The creations of the 1950s divide opinion, but are very fashionable with those who weren’t there. Auctioneer Jeremy Thornton overviews the antiques of the post-war period
Every homes magazine I pick up has the word ‘Vintage’ in it. There are many pages of guidance on how to recreate a colourful post war interior. When I am lucky enough to find the genuine article, relatives often comment how “horrible” the eclectic mix of G plan and Ercol furniture, brightly coloured curtains, larey wallpaper and crazy lampshades appears. Obviously they haven’t been reading the latest style magazines.
This ‘look’ was first heralded at the Festival of Britain in London in 1951. Young designers used new materials, colours and forms to provide an alternative to the dull and dreary utility furniture of the 1930’s/ 40’s. Slouchy plastic chairs, upholstered furniture in organic shapes, funky lampshades, as well as multi-coloured fabrics were all lapped up by the younger generation.

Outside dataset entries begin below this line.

PR #10172, opened 2026-01-06
Remove legacy diesel migrations

### LINKED ISSUE #8703: Improve migration speed and use transactions

jmbrunskill:
Fixes #8703

# 👩🏻‍💻 What does this PR do?

Removed diesel migrations as we now had a method to define the `base` database...

#8703 mentions transactions, maybe we can do this next?

# 🧪 Testing

- [ ] Check upgrades and new dbs both still work

# 📃 Documentation

  1.
  2.

# 📃 Reviewer Checklist

**Breaking Changes**

**Issue Review**

**Tests Pass**
- [ ] Postgres
- [ ] SQLite
- [ ] Frontend

### DIFF
--- a/server/repository/src/migrations/mod.rs
+++ b/server/repository/src/migrations/mod.rs
@@ -196,9 +196,6 @@ pub fn migrate(
 
     let to_version = to_version.unwrap_or(Version::from_package_json());
 
-    // Historic diesel migrations
-    run_db_migrations(connection).unwrap();
-
     // Rust migrations
     let starting_database_version = get_database_version(connection);
 


server/repository/Cargo.toml
```diff
@@ -21,7 +21,6 @@ diesel = { version = "2.2.12", default-features = false, features = [
     "with-deprecated",
 ] }
 diesel-derive-enum = { version = "2.1.0", default-features = false }
-diesel_migrations = "2.2.0"
```
andreievg: yay

andreievg (approved):
Looks great thanks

Developments in plastics and injection moulding techniques, afforded greater scope to produce new forms and shapes in a multitude of colours. Well-known examples of the period are by Robin Day who designed brightly coloured stacking chairs for easy storage. You can still pick them up at auctions today for around £250 for six.
Wartime technological developments gave Charles and Ray Eames, iconic designers of the mid-20th Century, inspiration to use plywood, developed from making splints during the war. Although used before, their innovative technique meant furniture could be made out of one single piece.
Danish designer Arne Jacobsen used it to create his now infamous ‘Ant’ chair, formed from a single piece of plywood. A set of these can achieve a staggering £2000 at auction. Yet it was his ‘Series 7’ chair, manufactured by Fritz Hansen, which became the most popular chair ever designed, selling over 6 million by the end of the 20th Century. Around £500 will get you a set of six, an excellent investment for the future.
Lightweight aluminium used in the interiors of military transport vehicles transformed wire rod furniture creations by designers, such as Harry Bertoia and Warren Platner, whose work was retailed by Heal’s furniture store. Even acrylic leftovers from fighter plane windscreens became a fashionable material used in costume jewellery production.
Today, G-plan dining suites, light elm Ercol settees and room dividers are all rising in popularity at auction. Coloured Swedish and Maltese glass, are both affordable and colourful collectables of the future.
Most noticeable as a growing market of the era is 1950’s fabric. Textiles with patterns inspired by Alexander Calder mobiles, Paul Klee drawings and Matisse cut outs gave designers such as Britain’s Lucienne Day the edge. Indeed, a large piece of Day’s ‘Calyx’ pattern material, designed for Heal’s and used at the Festival of Britain, can sell for several hundred pounds. So if you’re clearing out granny’s old cupboards, don’t throw out the linen. Recently, an old table cloth by Lucienne Day fetched £70 at auction, not too shabby for a chic 50’s interior.